Terms and Conditions
This Forum is produced by IANS, which reserves the right, in its sole discretion, to limit or deny access to the Forum to any entity or individual. Attendance to the Forum is complimentary and open to active information security professionals from private and public-sector corporations and organizations.
Individuals from information security solution providers (software, hardware, and consulting companies) are not eligible to attend unless affiliated with a sponsoring organization.
IANS reserves the right to share attendee contact information with event sponsors and other attendees. IANS will provide on-site opt-out forms that enable you to remove your contact information from being shared as described herein. No contact information will be shared prior to the event.
Photography, Audio & Video Recording
IANS Forums are held in a public venue; therefore, IANS does not prohibit participants, sponsors, or other companies from photographing or taking videos. IANS reserves the right to use images taken at IANS Forums with your photograph and/or likeness in marketing materials.
IANS Code of Conduct
IANS is committed to providing a harassment-free conference experience for all attendees, sponsors, speakers and staff regardless of gender, sexual orientation, disability, physical appearance, national origin, ethnicity, political affliction or religion.
IANS expects all participants to behave in a professional manner.
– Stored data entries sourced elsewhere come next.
Issue #804, opened 2016-09-20
Setup all the base jupyter filesystem config on first launch if it doesn't exist


rgbkrk:
Carried over from #427.

To ensure a proper environment, we should go ahead and lay the base for a jupyter install on startup.

rgbkrk:
Closed by #1046

PR #1046, opened 2016-10-20
Ensure all paths and config are setup before app launch.

### LINKED ISSUE #1027: Kernels not connecting when missing `nteract.json` file
While trying to get the install up on `master`, my kernel wasn't actually connecting. Popping up the dev tools showed that `~/Library/Jupyter/nteract.json` was missing. After creating the file with an empty object in it, the kernel connected just fine.

I would suggest that the file be automatically created if it doesn't exist, but I don't know the implications to the rest of the system.

cc @rgbkrk and @jdetle who helped diagnose the issue on slack.

rgbkrk:
Fixes #1027, #804.

### DIFF
--- a/src/main/index.js
+++ b/src/main/index.js
@@ -4,6 +4,8 @@ import { existsSync } from 'fs';
 
 import Rx from 'rxjs/Rx';
 
+import { mkdirpObservable } from '../utils/fs';
+
 import {
   launch,
   launchNewNotebook,
@@ -16,6 +18,8 @@ import prepareEnv from './prepare-env';
 const log = require('electron-log');
 
 const kernelspecs = require('kernelspecs');
+const jupyterPaths = require('jupyter-paths');
+const path = require('path');
 
 const argv = require('yargs')
   .version()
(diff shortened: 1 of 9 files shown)


src/main/index.js
```diff
@@ -53,7 +61,37 @@ const fullAppReady$ = Rx.Observable.zip(
...
+      mkdirpObservable(jupyterConfigDir)
+    )
+  )
+  // Set up our configuration file
+  .mergeMap(() =>
+    readFileObservable(nteractConfigFilename)
+      .catch((err) => {
+        if (err.code === 'ENOENT') {
+          return writeFileObservable(nteractConfigFilename, JSON.stringify({
+            // TODO: Pull the default config from somewhere
```
captainsafia, line 83: Might also wanna include the sendMetrics in this config.

captainsafia (changes requested):
Looks great!

src/main/index.js
rgbkrk: Setting it to false for now?

rgbkrk: I mostly left it out to provide flexibility for you later. Otherwise how will you prompt for it in the future?

captainsafia: Yep! False by default. In the immediate future we can do the dialog box that asks the user what they want like before. And in the far future, we would have it as part of the config UI I outlined in another issue somewhere....

rgbkrk: If I leave it `undefined` or set it to `null`, when you implement the metrics setup again you can check for nulliness so we're not missing all the early adopters.

captainsafia (approved):

PR #1049, opened 2016-10-20
fix(ConfigRecord): Treat config as a Map

captainsafia:
This will allow us to be more flexible about how our configuration keys change.

### DIFF
--- a/src/notebook/records.js
+++ b/src/notebook/records.js
@@ -35,6 +35,6 @@ export const CommsRecord = new Immutable.Record({
   targets: new Immutable.Map(),
 });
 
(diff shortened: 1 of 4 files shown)


src/notebook/records.js
```diff
@@ -35,6 +35,6 @@ export const CommsRecord = new Immutable.Record({
   targets: new Immutable.Map(),
 });
 
-export const ConfigRecord = new Immutable.Record({
+export const ConfigRecord = new Immutable.Map({
```
rgbkrk, line 38: Scary name to keep!

Tis ok for now though.

PR #1052, opened 2016-10-21
fix(app): Disable asar on build

captainsafia:
It looks like having our example notebooks archived via asar causes some problems with launching the kernel. Currently, asar [has no way of excluding certain directories](https://github.com/electron/asar/issues/2) so I'm settling it for just disabling at all together for now.

### DIFF
--- a/package.json
+++ b/package.json
@@ -52,7 +52,8 @@
     "win": {
       "target": "nsis"
     },
-    "extraResources": "bin"
+    "extraResources": "bin",
+    "asar": false
   },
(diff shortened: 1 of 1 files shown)


lgeiger:
You cloud use the `extraResources` option and move the example notebooks out of the `app` directory. This way we could keep using ASAR.

rgbkrk:
> You could use the extraResources option and move the example notebooks out of the app directory. This way we could keep using ASAR.

Love that plan.

PR #1055, opened 2016-10-22
[WIP] fix(CodeCell): Disable input focus on click in CodeCell

### LINKED ISSUE #429: Don't focus on editor when cell clicked
Currently when you click in the output area it focuses the cursor in the editor. This is great for the sake of focusing the cell. It's not so great when you want to select outputs (especially if the overall output is fairly large).

captainsafia:
The Editor now manages its own focused set via CodeMirror instead of receiving props from the parent CodeCell component.

nteract-no-focus

Closes #429.

### DIFF
--- a/src/notebook/components/cell/cell.js
+++ b/src/notebook/components/cell/cell.js
@@ -115,7 +115,6 @@ export class Cell extends React.Component {
           <MarkdownCell
             focusAbove={this.focusAboveCell}
             focusBelow={this.focusBelowCell}
-            focused={focused}
             cell={cell}
             id={this.props.id}
             theme={this.props.theme}
@@ -123,7 +122,6 @@ export class Cell extends React.Component {
             <CodeCell
               focusAbove={this.focusAboveCell}
               focusBelow={this.focusBelowCell}
-              outputFocused={focused}
               cell={cell}
               id={this.props.id}
               theme={this.props.theme}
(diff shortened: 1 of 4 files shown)


rgbkrk:
Oh my gosh finally thank you!

rgbkrk:
According to linting it looks like this outputFocused prop might as well be deleted since it's not used. When it's in use we can bring it back.

captainsafia:
Bleh! Linter just caught me on to the fact that we really don't need to propagate the `focused` property down to the individual CodeCell at all. I can remove `outputFocused` and all that other stuff because the only thing the `focused` is used for is setting the styling at the `<Cell/>` level. So `focused` is really just a relationship between `Notebook` and `Cell` not `Notebook` and `Cell` and `CodeCell` and `MarkdownCell`. I think we can safely remove the property from `MarkdownCell` too.

rgbkrk:
Woo! Love it when the linter helps us delete more and maintain less! The flow types likely need an update too (run locally, our Travis setup doesnt reject for flow yet).

rgbkrk:
What happens when you hit up and down when inside a cell? Does it still navigate to the next and prior cell?

captainsafia:
> What happens when you hit up and down when inside a cell? Does it still navigate to the next and prior cell?

Argh! Good catch. It only navigates well between adjacent cells. So pressing up and down repeatedly doesn't work. Hmmm. 🤔

captainsafia:
I guess this just means that focus needs to be propagated down to `CodeCell` and `MarkdownCell` but not `Editor`.

captainsafia:
Closing in favor of a fresher PR.

PR #1056, opened 2016-10-23
[WIP] Webpack dx

rgbkrk:
Don't merge, I'm only making things worse for a little bit while I figure this out.


rgbkrk:
I'll revisit this one after @lgeiger puts us back on one package.json with the new electron-builder setup.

IANS will not condone any form of sexual language and imagery, verbal threats or demands, offensive comments, intimidation, stalking, sustained disruption of session or events, inappropriate physical contract, and unwelcomed sexual attention.
If any form of written, social media, verbal, or physical harassment is reported, participant will be asked to stop and expected to comply immediately. Offender will be subject to expulsion from the conference.
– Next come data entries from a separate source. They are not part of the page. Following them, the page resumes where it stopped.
PR #1058, opened 2016-10-23
refactor(mode): require common languages up front

rgbkrk:
Since we bundle with webpack, we should no longer `require` these dynamically. If we want to load any dynamically later, we should load them with direct script tags in the `index.html`.

### DIFF
--- a/src/notebook/components/notebook.js
+++ b/src/notebook/components/notebook.js
@@ -28,9 +28,21 @@ import { executeCell } from '../epics/execute';
 
 import type { CellProps } from './cell/cell';
 
-// Always set up the markdown mode
+// Always set up the markdown modes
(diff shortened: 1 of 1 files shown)


src/notebook/components/notebook.js
```diff
@@ -54,22 +66,6 @@ export function getLanguageMode(notebook: any): string {
     notebook.getIn(['metadata', 'language_info', 'codemirror_mode'],
     notebook.getIn(['metadata', 'language_info', 'name'],
     'text')));
-
-  if (language !== 'ipython' && language !== 'text') {
-    // HACK: This should give you the heeby-jeebies
```
rgbkrk, line 59: Bye bye `HACK`!

PR #1062, opened 2016-10-24
refactor(context-menu): install in app, init once

rgbkrk:
Follow up to #1044
- Remove context menu install inside of `./package.json`, needed to only be in `./app/package.json`
- [`initContextMenu()` should run at the top level](https://github.com/sindresorhus/electron-context-menu#usage)
- Move electron react dev tools to `app` packaging


app/package.json
```diff
@@ -31,6 +31,7 @@
     "electron-log": "^1.1.0",
     "enchannel": "^1.1.3",
     "enchannel-zmq-backend": "^2.5.0",
+    "electron-react-devtools": "^0.4.0",
```
lgeiger, line 34: We load the devtools only when inside a dev environment: https://github.com/nteract/nteract/blob/master/app/static/index.html#L49

If we want to change that we should probably get rid of this as well.

rgbkrk: This does leave us open to allowing the user to get to dev mode if they want to, without having to run off master. Alternatively, I could move this to the devdeps inside app/package.json.

lgeiger: > This does leave us open to allowing the user to get to dev mode if they want to, without having to run off master.

Oh I see. That makes sense. I'll probably add `nteract --debug` flag for this.

> Alternatively, I could move this to the devdeps inside app/package.json.

This won't make sense since I think `electron-builder` won't install them.

PR #1063, opened 2016-10-24
chore(pack): Enable ASAR

lgeiger:
Follow up to #1052


rgbkrk:
Awesome, that's great.

PR #1066, opened 2016-10-25
fix(splash): Use high DPI mp4

### LINKED ISSUE #969: High DPI splash screen
The splash screen looks very blurry on high DPI screens.

There are a few ways we could fix this:
1. Make it half the size
2. Use something like [Bodymoving](https://creative.adobe.com/addons/products/12557#.V_uqfpOLSHo) to export the animation from [After Effects](https://github.com/nteract/logos/blob/master/nteract_logo_cube_book/source_files/animation/composition/nteract_logo_motion.aep) to HTML or SVG (no more GIF)
3. Use a static ~~high resolution~~SVG splash screen

lgeiger:
Closes #969


rgbkrk:
Sweet. This could probably be a bigger size now too. It's really crisp.

lgeiger:
I can make it bigger if you like. It is now rendered @2x.

PR #1068, opened 2016-10-25
Epics testing

jdetle:
Hello, all! It has been a while! I added some tests for the github-publish epic and refactored out some anonymous functions. 

Is there a better word for chore than writing tests? Sorry if its the wrong verb.

### DIFF
--- a/src/notebook/epics/github-publish.js
+++ b/src/notebook/epics/github-publish.js
@@ -20,7 +20,6 @@ export const PUBLISH_ANONYMOUS_GIST = 'PUBLISH_ANONYMOUS_GIST';
 /**
  * Notify the notebook user that it has been published as a gist.
  * @param {string} filename - Filename of the notebook.
- * @param {string} gistURL - URL for the published gist.
  * @param {string} gistID - ID of the published gist, given after URL
  * @param {object} notificationSystem - To be passed information for
  * notification of the user that the gist has been published.
@@ -62,7 +61,7 @@ export function createGistCallback(firstTimePublish, observer, filename, notific
     const gistID = response.id;
     const gistURL = response.html_url;
 
-    notifyUser(filename, gistURL, gistID, notificationSystem);
+    notifyUser(filename, gistID, notificationSystem);
     if (firstTimePublish) {
       // TODO: Move this up and out to be handled as a return on the observable
       observer.next(overwriteMetadata('gist_id', gistID));
@@ -140,7 +139,7 @@ export function publishNotebookObservable(github, notebook, filepath,
  * @param  {Immutable.Record} store - Redux store containing current state.
  *
  */
-export function handleGistError(error, store) {
+export function handleGistError(store, error) {
   const state = store.getState();
   const notificationSystem = state.app.get('notificationSystem');
   // TODO: Let this go into the general error flow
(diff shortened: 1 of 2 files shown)


src/notebook/epics/github-publish.js
```diff
@@ -163,31 +198,4 @@ export function handleGistAction(action, store) {
...
-        });
-        return;
-      }
-      notificationSystem.addNotification({
-        title: 'Unknown Publication Error',
-        message: err.toString(),
-        level: 'error',
-      });
-    });
+    .catch((err) => handleGistError(err, store));
```
rgbkrk: If you make the store the first argument you can create this anonymous function earlier and bind it:

const boundHandleGistError = handleGistError.bind(null, store)

Then pass boundHandleGistError to the catch.

rgbkrk (approved):

src/notebook/epics/github-publish.js
jdetle: would that be inside the epic?

src/notebook/epics/github-publish.js
```diff
@@ -135,6 +135,41 @@ export function publishNotebookObservable(github, notebook, filepath,
...
 /**
+ * Handle gist errors for the publish epic.
+ * @param  {String} error - Error response to be parsed and handled.
+ * @param  {Immutable.Record} store - Redux store containing current state.
+ *
+ */
+export function handleGistError(error, store) {
+  const state = store.getState();
+  const notificationSystem = state.app.get('notificationSystem');
+  // TODO: Let this go into the general error flow
```
rgbkrk, line 145: This highlights something important which is that we could be propagating these errors up as actions.

src/notebook/epics/github-publish.js
rgbkrk: Yeah, before the actions of type pary

rgbkrk (approved):

jdetle:
Shucks well this isn't working:

```
export const publishEpic = (action$, store) =>
  const boundHandleGistError = handleGistError.bind(null, store);
  action$.ofType(PUBLISH_USER_GIST, PUBLISH_ANONYMOUS_GIST)
    .mergeMap((action) => handleGistAction(action, store))
    .catch(boundHandleGistError(err));
```

I dont know if you wanted something else?
I got an error at `const boundHandleGistError`

rgbkrk:
Turn

``` js
export const publishEpic = (action$, store) =>
  const boundHandleGistError = handleGistError.bind(null, store);
  action$.ofType(PUBLISH_USER_GIST, PUBLISH_ANONYMOUS_GIST)
    .mergeMap((action) => handleGistAction(action, store))
    .catch(boundHandleGistError(err));
```

into

``` js
export const publishEpic = (action$, store) => {
  const boundHandleGistError = handleGistError.bind(null, store);
  return action$.ofType(PUBLISH_USER_GIST, PUBLISH_ANONYMOUS_GIST)
    .mergeMap((action) => handleGistAction(action, store))
    .catch(boundHandleGistError(err));
}
```

The reason is that the arrow function without braces is an expression.

``` js
() => 2
```

is equivalent to

``` js
() => {
  return 2
}
```

As soon as you need more than one statement you have to use the braces and write an explicit return (if you need it):

``` js
export const publishEpic = (action$, store) => {
  const boundHandleGistError = handleGistError.bind(null, store);
  return action$.ofType(PUBLISH_USER_GIST, PUBLISH_ANONYMOUS_GIST)
    .mergeMap((action) => handleGistAction(action, store))
    .catch(boundHandleGistError(err));
}
```

rgbkrk (approved):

If you are being harassed or notice someone being harassed, please contact the event staff. In the event of an emergency situation, please contact local authorities immediately.
We expect participants to follow these rules at all event venues and event-related social activities.
Housing & Travel Questions
How can I book a hotel room?
All hotel requests must be made through the registration site.
How can I cancel my hotel reservation?
Most of our hotel venues have a 72 hour cancellation policy. You must cancel by contacting one of the IANS team members or through the online registration. If you fail to do so you will be charged for the night(s) in which you have failed to cancel.
Is parking provided?
IANS does not cover any parking.
What hotel accommodations are available during the Forum?
IANS provides a room block for forum events. There will be a limited number of rooms available at the discounted rate.
Will I receive a hotel confirmation number?
You will receive a hotel confirmation number 2 weeks prior to the Forum.